Most homeowners sitting on extra cash have never run the actual numbers. With mortgage rates near 6% and markets swinging, the gap between paying down debt and investing is narrower than most people assume. Which side wins depends on where someone sits in their financial life.
What the numbers show at current rates
On a $250K mortgage at 6% over 30 years, total interest adds up to roughly $289.6K, according to Forbes Advisor's analysis. Adding $250 to the monthly payment cuts the loan term to 21 years and saves roughly $99.8K in interest.
Investing that same $250 per month in an S&P 500 index fund at the index's historical average return of roughly 10% per year grows to roughly $137.7K over the same 21-year window. That's roughly $37.9K more than the mortgage payoff savings.

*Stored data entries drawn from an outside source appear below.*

PR #1386, opened 2026-08-14
Enforce safe JSON deserialization in ServiceFabric

nytian:
Ensure the Service Fabric JSON formatter always uses the allowed-types binder. This prevents untrusted requests from deserializing arbitrary .NET types through type metadata. Tests are added.


bachuv (approved):
Approving, but please add detailed notes about this behavior change in the release notes. Thanks!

The advantage narrows on a risk-adjusted basis. After inflation, the historical return drops to roughly 7%, still above a 6% mortgage rate but not by much.
When the guaranteed return wins out
Not every homeowner should chase that $37.9K gap. Homeowners nearing retirement often can't afford to wait out a market downturn, and a string of bad years erases the theoretical edge entirely.
Kotlikoff, a Boston University economics professor, said in Barron's that "in a typical year, stocks can be up 27% or down 14%." The guaranteed return of paying down a 6% mortgage starts looking more attractive when the alternative swings that wide.
Paying down debt also makes obvious sense when higher-rate obligations are still on the table. Bill Banfield, chief business officer at Rocket, says homeowners should clear credit-card balances before making any mortgage decision.
The liquidity problem most people miss
Paying extra toward a mortgage locks that cash in. Selling a few stock positions during a downturn is faster and cleaner than qualifying for a home equity loan or selling the house itself.
Concentrating most of a household's wealth in one property also adds concentration risk. If home prices fall in a downturn, a homeowner with little in diversified assets takes a direct hit to net worth with no buffer.
How to split the difference
Most advisors land on a middle path. Banfield notes that many clients divide extra cash between the mortgage and the market, capturing equity growth while keeping some investment exposure.
Before doing either, lock in six to 18 months of emergency savings. Then contribute at least enough to a 401(k) to capture any employer match, which is a guaranteed return no mortgage payoff can match.
The math favors investing when your rate is low and your timeline is long. It favors paying down debt when retirement is close and certainty matters more than upside.
Run those two variables and the answer usually makes itself.